• Requirement:
Lines from the first one down to the one containing "- And require" in the data below are the only ones needed; please return them exactly, both ends included.

————

PR #883, opened 2024-03-06
Support nonce and acr with OIDC + Tests

fflorent:
# Context

 - Some Identity provider don't support PKCE and instead impose Nonce;
 - They also may impose passing some ACR values;
 - And require to pass the state and the idToken in the logout

# Proposed solution

 - Introduce the `GRIST_OIDC_IDP_ENABLED_PROTECTIONS` variable who can contain comma-separated values with either: `STATE`, `NONCE` and `PKCE`, and defaults to `STATE,PKCE`;
 - Introduce the `GRIST_OIDC_IDP_ACR_VALUES` variable with space separated values;
 - Once logged in (after the callback), store the state and the idToken for the logout, and clear any other values;
 - Introduce unit tests with mocks;
 - Also redirect to the error page when something went wrong while signing in;


app/server/lib/OIDCConfig.ts
```diff
@@ -203,30 +249,93 @@ export class OIDCConfig {
       return this._endSessionEndpoint;
     }
     return this._client.endSessionUrl({
-      post_logout_redirect_uri: redirectUrl.href
+      post_logout_redirect_uri: redirectUrl.href,
+      state: mreq.session.oidc?.state,
+      id_token_hint: mreq.session.oidc?.idToken,
+    });
```
fflorent, line 255: I don't clear either the `state` or the `idToken` in this method, as I feel like it's more secure to secure the logout if the first attempt fails (the following attempts may succeed).

fflorent:
Opening the PR for checking whether the tests work in the CI

app/server/lib/OIDCConfig.ts
```diff
@@ -35,6 +35,16 @@
  *    env GRIST_OIDC_SP_IGNORE_EMAIL_VERIFIED
  *        If set to "true", the user will be allowed to login even if the email is not verified by the IDP.
  *        Defaults to false.
+ *    env GRIST_OIDC_IDP_ENABLED_PROTECTIONS
+ *        A comma-separated list of protections to enable. Supported values are "PKCE", "STATE", "NONCE".
+ *        It's highly recommended that you enable STATE, and at least either PKCE or NONCE.
+ *        Defaults to "PKCE,STATE".
+ *    env GRIST_OIDC_IDP_ACR_VALUES
+ *        A space-separated list of ACR values to request from the IdP. Optional.
```
CamilleLegeron, line 43: specific reason to do coma separated values and after space-separated list ?

app/server/lib/OIDCConfig.ts
```diff
@@ -35,6 +35,16 @@
...
+ *    env GRIST_OIDC_IDP_EXTRA_CLIENT_METADATA
+ *        A JSON object with extra client metadata to pass to openid-client. Optional.
+ *        More info: https://github.com/panva/node-openid-client/tree/main/docs#new-clientmetadata-jwks-options
+ *
```
CamilleLegeron, line 47: Good to have here comment to explain env variable but all the list of env variable are in the README
Maybe put the details in the README and here recap the env used ?

app/server/lib/OIDCConfig.ts
fflorent: Yep, here it is because of the spec:
https://openid.net/specs/openid-connect-core-1_0.html#AuthRequest

> OPTIONAL. Requested Authentication Context Class Reference values. **Space-separated string** that specifies the acr values that the Authorization Server is being requested to use for processing this Authentication Request, with the values appearing in order of preference. The Authentication Context Class satisfied by the authentication performed is returned as the acr Claim Value, as specified in [Section 2](https://openid.net/specs/openid-connect-core-1_0.html#IDToken). The acr Claim is requested as a Voluntary Claim by this parameter.

app/server/lib/OIDCConfig.ts
fflorent: I rather document it in the OIDC documentation of the support site:

https://support.getgrist.com/install/oidc/

That avoids to bloat the README documentation.

app/server/lib/OIDCConfig.ts
```diff
@@ -203,42 +247,105 @@ export class OIDCConfig {
...
-  private async _retrieveCodeVerifierFromSession(req: express.Request) {
-    const mreq = req as RequestWithLogin;
+  private _buildEnabledProtections(section: AppSettings): EnabledProtectionsString[] {
+    const enabledProtections = section.flag('enabledProtections').readString({
+      envVar: 'GRIST_OIDC_IDP_ENABLED_PROTECTIONS',
+      defaultValue: 'PKCE,STATE',
+    })!.split(',');
+    if (enabledProtections.length === 1 && enabledProtections[0] === '') {
+      return [];
+    }
```
CamilleLegeron, line 312: What's happen if `GRIST_OIDC_IDP_ENABLED_PROTECTIONS` it's not define at all ?

app/server/lib/OIDCConfig.ts
```diff
@@ -203,42 +247,105 @@ export class OIDCConfig {
...
+      throw new Error('Login or logout failed to complete');
+    }
+
     const codeVerifier = mreq.session.oidc?.codeVerifier;
-    if (!codeVerifier) { throw new Error('Login is stale'); }
-    return codeVerifier;
+    if (!codeVerifier && this.supportsProtection('PKCE')) { throw new Error('Login is stale'); }
+
+    const nonce = mreq.session.oidc?.nonce;
+    if (!nonce && this.supportsProtection('NONCE')) { throw new Error('Login is stale'); }
```
CamilleLegeron, line 334: In this case we want the user to login again ?

fflorent: Done in [eb8331b](https://github.com/gristlabs/grist-core/pull/883/commits/eb8331b647582f9335a0f921c997507bbdadf5f5)

test/server/lib/OIDCConfig.ts
```diff
@@ -95,22 +101,22 @@ describe('OIDCConfig', () => {
...
-      const promise = OIDCConfigStubbed.build();
+      const promise = OIDCConfigStubbed.build(NOOPED_SEND_APP_PAGE);
       await assert.isRejected(promise, 'client init failed');
     });
 
     it('should create a client with passed information', async () => {
       setEnvVars();
       const client = new ClientStub();
-      const config = await OIDCConfigStubbed.build(client.asClient());
+        const config = await OIDCConfigStubbed.buildWithStub(client.asClient());
```
CamilleLegeron, line 119: Little strang indentation

fflorent: Thanks!

test/server/lib/OIDCConfig.ts
```diff
@@ -182,7 +188,7 @@ describe('OIDCConfig', () => {
           Object.assign(process.env, ctx.env);
           const client = new ClientStub();
           client.issuer.metadata.end_session_endpoint = ctx.end_session_endpoint;
-          const promise = OIDCConfigStubbed.build(client.asClient());
+          const promise = OIDCConfigStubbed.buildWithStub(client.asClient());
```
CamilleLegeron, line 191: Here `const client` seems to be not used, you can call ouside this line. So you can directly use `buildWithStub()`

CamilleLegeron:
It's look good to me

test/server/lib/OIDCConfig.ts
fflorent: Not here (the line above changes some property of the client) but it is true for other places.

Thanks, that's done!

app/server/lib/OIDCConfig.ts
fflorent: Does it answer your question?

fflorent (commented):
Thanks @CamilleLegeron!

paulfitz:
Hi @fflorent, sorry for the delay in reviewing this! Dmitry just hasn't had time, and likely won't for a while. @SleepyLeslie has offered to take it on.

SleepyLeslie (changes requested):
Thanks @fflorent for the work. I left some thoughts. I am new to these security features so I had to learn before commenting - sorry for the delay!
Also, feel free to point out any mistakes I make and any misunderstandings I have - I've just joined Grist Labs last week and I'm still largely unfamiliar with this codebase.

app/server/lib/OIDCConfig.ts
```diff
@@ -52,26 +62,67 @@
...
+type EnabledProtectionsString = keyof typeof ENABLED_PROTECTIONS;
 
 const CALLBACK_URL = '/oauth2/callback';
 
+function formatTokenForLogs(token: TokenSet) {
+  return _.chain(token)
+    .omitBy(_.isFunction)
+    .mapValues((value, key) => {
+      const showValueInClear = ['token_type', 'expires_in', 'expires_at', 'scope'].includes(key);
+      return showValueInClear ? value : 'REDACTED';
```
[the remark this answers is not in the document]
fflorent: These four values are the only ones that are displayed (they are whitelisted, not blacklisted).

I prefer removing any other field as they might contain sensible data.

test/nbrowser/testServer.ts
```diff
@@ -149,7 +149,10 @@ export class TestServerMerged extends EventEmitter implements IMochaServer {
       delete env.DOC_WORKER_COUNT;
     }
     this._server = spawn('node', [cmd], {
-      env,
+      env: {
+        ...env,
+        ...(process.env.SERVER_NODE_OPTIONS ? {NODE_OPTIONS: process.env.SERVER_NODE_OPTIONS} : {})
+      },
```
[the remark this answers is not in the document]
fflorent: It's undocumented. IIRC, it's meant to help triggering node options like `--inspect`, so we can debug the server while the tests are running.

I will document it somewhere in the developer guide.

test/server/lib/OIDCConfig.ts
```diff
@@ -0,0 +1,733 @@
...
+      ].forEach((ctx) => {
+        it(ctx.itMsg, async () => {
+          setEnvVars();
+          Object.assign(process.env, ctx.env);
+          const client = new ClientStub();
+          client.issuer.metadata.end_session_endpoint = ctx.end_session_endpoint;
+          const promise = OIDCConfigStubbed.buildWithStub(client.asClient());
+          if (ctx.errorMsg) {
+            await assert.isRejected(promise, ctx.errorMsg);
+            assert.isFalse(logInfoStub.calledOnce);
```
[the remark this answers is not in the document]
fflorent: You're right!

test/nbrowser/testServer.ts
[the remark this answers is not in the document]
fflorent: Done!

test/server/lib/OIDCConfig.ts
```diff
@@ -0,0 +1,733 @@
...
+      },
+      {
+        itMsg: 'should reject when the codeVerifier is missing from the session',
+        session: {
+          oidc: {
+            state: FAKE_STATE
+          }
+        },
+        expectedErrorMsg: /Login is stale/,
+      },
```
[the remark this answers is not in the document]
fflorent: I've added something, I hope I understood correctly what you suggested

app/server/lib/FlexServer.ts
```diff
@@ -1849,7 +1849,9 @@ export class FlexServer implements GristServer {
   }
 
   public resolveLoginSystem() {
-    return process.env.GRIST_TEST_LOGIN ? getTestLoginSystem() : (this._getLoginSystem?.() || getLoginSystem());
+    return isAffirmative(process.env.GRIST_TEST_LOGIN) ?
```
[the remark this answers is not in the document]
fflorent: I took the opportunity to rename that, I hope that makes sense: I prefer having functions whose name starts with `is` when it is expected it returns a boolean.

app/client/ui/errorPages.ts
```diff
@@ -98,6 +99,19 @@ export function createNotFoundPage(appModel: AppModel, message?: string) {
   ]);
 }
 
+export function createSigninFailedPage(appModel: AppModel, message?: string) {
+  document.title = t("Signin failed{{suffix}}", {suffix: getPageTitleSuffix(getGristConfig())});
+  return pagePanelsError(appModel, t("Signin failed{{suffix}}", {suffix: ''}), [
+    cssErrorText(message ??
+      t("Failed to login.{{separator}}Please try again or contact the support.", {
```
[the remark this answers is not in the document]
fflorent: Thanks! :pray:

app/server/lib/OIDCConfig.ts
fflorent: Here, you can see that the whole `mreq.session.oidc` object used to be clear entirely and now they continue containing the `state` and the `idToken` properties (these info will be cleaned up with the whole session deletion):

https://github.com/gristlabs/grist-core/pull/883/files#diff-ee4d5464063d6cfc9dc24b7b63d8858ff7b978dbe767ad2a712c93fe52f7ca1dR224

app/server/lib/OIDCConfig.ts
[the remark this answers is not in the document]
SleepyLeslie: Oh, I mean if you are redacting all fields but these four anyway, could this be more intuitive?
```typescript
function formatTokenForLogs(token: TokenSet) {
  return [
    'token_type',
    'expires_in',
    'expires_at',
    'scope'
  ].reduce((o, key) => ({...o, [key]: token[key]}), {})
}
```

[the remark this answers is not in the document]
fflorent: Hmm, I prefer knowing when the property exist even if I am redacting its value, it has been useful while coding these features for me.

documentation/develop.md
SleepyLeslie, line 1: If I understand correctly: `NODE_SERVER_OPTIONS` is a proxy for `NODE_OPTIONS` since directly setting `NODE_OPTIONS` would mess the tester process up, right?

SleepyLeslie:
> I just have one example of such IdP, AgentConnect, which requires all of that and is used by the French Administration.

Otherwise, my point was that OIDC allows to ask the IdP to meet these requirements.

Do you ask this question for testing purpose?

@fflorent Yeah it would be helpful for me if I can fiddle around, see it in action and do some tests. I assume that's not feasible with AgentConnect but it's totally okay. Compatibility improvements are always welcome!

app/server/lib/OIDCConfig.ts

————

• Answer to this exercise:
PR #883, opened 2024-03-06
Support nonce and acr with OIDC + Tests

fflorent:
# Context

 - Some Identity provider don't support PKCE and instead impose Nonce;
 - They also may impose passing some ACR values;
 - And require to pass the state and the idToken in the logout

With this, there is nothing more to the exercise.